All of the records must be restated exactly, with every line complete.
*** Supplied records ***
PR #633, opened 2024-10-09
feat: fix signer crashes pre-nakamoto

cylewitruk:
## Description

Prevents two crash situations:
- Stacks node(s) unavailable or not ready (i.e. the RPC API hasn't started listening yet). Common when starting things up together as the Stacks node needs some time, especially if performing a first sync.
- Nakamoto block height hasn't been reached: when a new bitcoin block is observed, the signer queries the Stacks node for the related Nakamoto block, but if we're pre-naka then this returns 404 and crashes the signer.

## Changes

This PR implements two new `StacksInteract` methods `get_pox_info()` and `get_node_info()`. I thought I needed both but it turned out I only needed `get_pox_info()`, but `get_node_info()` was already implemented so I left it (though it's currently unused).

`get_pox_info()` is then used in a new wait-loop in `main.rs` which waits for the Stacks RPC to become available and a valid response from `v2/pox` which returns the nakamoto start height, and then it polls waiting for the nakamoto start height to be reached in the bitcoin chain.

It also changes all logic to use `get_pox_info()` for retrieving the stacks-network-configured nakamoto start height (i.e. epoch 3.0 start height), so it doesn't need to be configured in the file (`nakamoto_start_height()` on `StacksInteract` is now removed).

I haven't done all of the cleanup with removing all instances of the `nakamoto_start_height` variable/config yet, figure I'd do that in a separate PR after demo.

## Testing Information

All existing tests pass. Had to refactor the block observer `TestEnvironment` a little to mock some data for the `StacksInteract` impl.

## Checklist:


signer/src/stacks/api.rs
```diff
@@ -640,13 +718,17 @@ where
...
+        .ok_or(Error::MissingNakamotoStartHeight)?;
 
     while let Some(block) = blocks.last() {
         // We won't get anymore Nakamoto blocks before this point, so
         // time to stop.
-        if block.header.chain_length <= stacks.nakamoto_start_height() {
+        if block.header.chain_length <= nakamoto_start_height {
             tracing::info!(
-                nakamoto_start_height = %stacks.nakamoto_start_height(),
+                nakamoto_start_height = %nakamoto_start_height,
```
matteojug, line 731:
```suggestion
                %nakamoto_start_height,
```

signer/src/stacks/api.rs
```diff
@@ -1296,6 +1386,298 @@ mod tests {
         first_mock.assert();
     }
 
+    #[tokio::test]
+    async fn get_pox_info_and_get_nakamoto_start_height_works() {
+        let raw_json_response = r#"
```
matteojug, line 1391: nit: move to `tests/fixtures` and `include_str!` it?

signer/src/main.rs
```diff
@@ -100,6 +107,76 @@ async fn main() -> Result<(), Box<dyn std::error::Error>> {
...
+                    tokio::time::sleep(Duration::from_secs(3)).await;
+                }
+            }
+        }
+
+        // Now we have the Nakamoto start height, wait for the burnchain to catch up to it.
+        while current_burnchain_height <= nakamoto_height {
+            match client.get_pox_info().await {
+                Ok(info) => {
+                    current_burnchain_height = Some(info.current_burnchain_block_height);
```
matteojug, line 151: sanity check: below we compare `nakamoto_start_height` with (stacks)`block.header.chain_length`, while here we use the burnchain height. Are the two the same in pre nakamoto?

signer/src/stacks/api.rs
```diff
@@ -1296,6 +1386,298 @@ mod tests {
...
+        let mock = stacks_node_server
+            .mock("GET", "/v2/pox")
+            .with_status(200)
+            .with_header("content-type", "application/json")
+            .with_body(raw_json_response)
+            .expect(1)
+            .create();
+
+        // Setup our Stacks client. We use a regular client here because we're
+        // testing the `get_fee_estimate` method.
```
matteojug, line 1578:
```suggestion
        // testing the `get_pox_info` method.
```

signer/src/stacks/api.rs
```diff
@@ -1296,6 +1386,298 @@ mod tests {
...
+        let mock = stacks_node_server
+            .mock("GET", "/v2/info")
+            .with_status(200)
+            .with_header("content-type", "application/json")
+            .with_body(raw_json_response)
+            .expect(1)
+            .create();
+
+        // Setup our Stacks client. We use a regular client here because we're
+        // testing the `get_fee_estimate` method.
```
matteojug, line 1668:
```suggestion
        // testing the `get_node_info` method.
```

cylewitruk: [71f2d88](https://github.com/stacks-network/sbtc/pull/633/commits/71f2d88210ede4a8c6f93827deaff6352735c258)

signer/src/stacks/api.rs
cylewitruk: [71f2d88](https://github.com/stacks-network/sbtc/pull/633/commits/71f2d88210ede4a8c6f93827deaff6352735c258)

signer/src/main.rs
cylewitruk: Stacks epoch heights are based on the burnchain (bitcoin) block height and not the stacks height (otherwise it would be unpredictable). So we pull the nakamoto (epoch 3.0) start height from `/v2/pox`, and follow the `current_burnchain_block_height` (current bitcoin height) until it's > the `nakamoto_height` (we give it 1 extra block since there can be weird stuff right around the transition).

Make sense?

signer/src/stacks/api.rs
cylewitruk: Good idea, [2bceba5](https://github.com/stacks-network/sbtc/pull/633/commits/2bceba5882b719400fc94fd0d9c1f950f812815c)

signer/src/stacks/api.rs
cylewitruk: [2bceba5](https://github.com/stacks-network/sbtc/pull/633/commits/2bceba5882b719400fc94fd0d9c1f950f812815c)

signer/src/main.rs
matteojug: Yes, thanks! But I guess now the question is why we have [this check](https://github.com/stacks-network/sbtc/blob/main/signer/src/stacks/api.rs#L647) using the stacks height.

cylewitruk: Yeah that's a good Q, the assumptions in that check are wrong. I added a TODO for now, we'll need to revisit this. We need to find a way to get the burnchain block height from the information we have here.

cylewitruk: [5de6003](https://github.com/stacks-network/sbtc/pull/633/commits/5de6003b021613621f8f4218745cdcb7eaa9c6d0)

matteojug (approved):

signer/src/main.rs
cylewitruk: Another idea is to keep going until we get a 404 from the stacks node. It's not as "exact", but it's what the stacks node will return when trying to get nakamoto data for pre-naka (might include 2.5, but i don't think it should be an issue if we get 2.5 data stored?)

cylewitruk: Created #637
***
**Output of the task:**
PR #633, opened 2024-10-09
feat: fix signer crashes pre-nakamoto

cylewitruk:
## Description

Prevents two crash situations:
- Stacks node(s) unavailable or not ready (i.e. the RPC API hasn't started listening yet). Common when starting things up together as the Stacks node needs some time, especially if performing a first sync.
- Nakamoto block height hasn't been reached: when a new bitcoin block is observed, the signer queries the Stacks node for the related Nakamoto block, but if we're pre-naka then this returns 404 and crashes the signer.

## Changes

This PR implements two new `StacksInteract` methods `get_pox_info()` and `get_node_info()`. I thought I needed both but it turned out I only needed `get_pox_info()`, but `get_node_info()` was already implemented so I left it (though it's currently unused).

`get_pox_info()` is then used in a new wait-loop in `main.rs` which waits for the Stacks RPC to become available and a valid response from `v2/pox` which returns the nakamoto start height, and then it polls waiting for the nakamoto start height to be reached in the bitcoin chain.

It also changes all logic to use `get_pox_info()` for retrieving the stacks-network-configured nakamoto start height (i.e. epoch 3.0 start height), so it doesn't need to be configured in the file (`nakamoto_start_height()` on `StacksInteract` is now removed).

I haven't done all of the cleanup with removing all instances of the `nakamoto_start_height` variable/config yet, figure I'd do that in a separate PR after demo.

## Testing Information

All existing tests pass. Had to refactor the block observer `TestEnvironment` a little to mock some data for the `StacksInteract` impl.

## Checklist:


signer/src/stacks/api.rs
```diff
@@ -640,13 +718,17 @@ where
...
+        .ok_or(Error::MissingNakamotoStartHeight)?;
 
     while let Some(block) = blocks.last() {
         // We won't get anymore Nakamoto blocks before this point, so
         // time to stop.
-        if block.header.chain_length <= stacks.nakamoto_start_height() {
+        if block.header.chain_length <= nakamoto_start_height {
             tracing::info!(
-                nakamoto_start_height = %stacks.nakamoto_start_height(),
+                nakamoto_start_height = %nakamoto_start_height,
```
matteojug, line 731:
```suggestion
                %nakamoto_start_height,
```

signer/src/stacks/api.rs
```diff
@@ -1296,6 +1386,298 @@ mod tests {
         first_mock.assert();
     }
 
+    #[tokio::test]
+    async fn get_pox_info_and_get_nakamoto_start_height_works() {
+        let raw_json_response = r#"
```
matteojug, line 1391: nit: move to `tests/fixtures` and `include_str!` it?

signer/src/main.rs
```diff
@@ -100,6 +107,76 @@ async fn main() -> Result<(), Box<dyn std::error::Error>> {
...
+                    tokio::time::sleep(Duration::from_secs(3)).await;
+                }
+            }
+        }
+
+        // Now we have the Nakamoto start height, wait for the burnchain to catch up to it.
+        while current_burnchain_height <= nakamoto_height {
+            match client.get_pox_info().await {
+                Ok(info) => {
+                    current_burnchain_height = Some(info.current_burnchain_block_height);
```
matteojug, line 151: sanity check: below we compare `nakamoto_start_height` with (stacks)`block.header.chain_length`, while here we use the burnchain height. Are the two the same in pre nakamoto?

signer/src/stacks/api.rs
```diff
@@ -1296,6 +1386,298 @@ mod tests {
...
+        let mock = stacks_node_server
+            .mock("GET", "/v2/pox")
+            .with_status(200)
+            .with_header("content-type", "application/json")
+            .with_body(raw_json_response)
+            .expect(1)
+            .create();
+
+        // Setup our Stacks client. We use a regular client here because we're
+        // testing the `get_fee_estimate` method.
```
matteojug, line 1578:
```suggestion
        // testing the `get_pox_info` method.
```

signer/src/stacks/api.rs
```diff
@@ -1296,6 +1386,298 @@ mod tests {
...
+        let mock = stacks_node_server
+            .mock("GET", "/v2/info")
+            .with_status(200)
+            .with_header("content-type", "application/json")
+            .with_body(raw_json_response)
+            .expect(1)
+            .create();
+
+        // Setup our Stacks client. We use a regular client here because we're
+        // testing the `get_fee_estimate` method.
```
matteojug, line 1668:
```suggestion
        // testing the `get_node_info` method.
```

cylewitruk: [71f2d88](https://github.com/stacks-network/sbtc/pull/633/commits/71f2d88210ede4a8c6f93827deaff6352735c258)

signer/src/stacks/api.rs
cylewitruk: [71f2d88](https://github.com/stacks-network/sbtc/pull/633/commits/71f2d88210ede4a8c6f93827deaff6352735c258)

signer/src/main.rs
cylewitruk: Stacks epoch heights are based on the burnchain (bitcoin) block height and not the stacks height (otherwise it would be unpredictable). So we pull the nakamoto (epoch 3.0) start height from `/v2/pox`, and follow the `current_burnchain_block_height` (current bitcoin height) until it's > the `nakamoto_height` (we give it 1 extra block since there can be weird stuff right around the transition).

Make sense?

signer/src/stacks/api.rs
cylewitruk: Good idea, [2bceba5](https://github.com/stacks-network/sbtc/pull/633/commits/2bceba5882b719400fc94fd0d9c1f950f812815c)

signer/src/stacks/api.rs
cylewitruk: [2bceba5](https://github.com/stacks-network/sbtc/pull/633/commits/2bceba5882b719400fc94fd0d9c1f950f812815c)

signer/src/main.rs
matteojug: Yes, thanks! But I guess now the question is why we have [this check](https://github.com/stacks-network/sbtc/blob/main/signer/src/stacks/api.rs#L647) using the stacks height.

cylewitruk: Yeah that's a good Q, the assumptions in that check are wrong. I added a TODO for now, we'll need to revisit this. We need to find a way to get the burnchain block height from the information we have here.

cylewitruk: [5de6003](https://github.com/stacks-network/sbtc/pull/633/commits/5de6003b021613621f8f4218745cdcb7eaa9c6d0)

matteojug (approved):

signer/src/main.rs
cylewitruk: Another idea is to keep going until we get a 404 from the stacks node. It's not as "exact", but it's what the stacks node will return when trying to get nakamoto data for pre-naka (might include 2.5, but i don't think it should be an issue if we get 2.5 data stored?)

cylewitruk: Created #637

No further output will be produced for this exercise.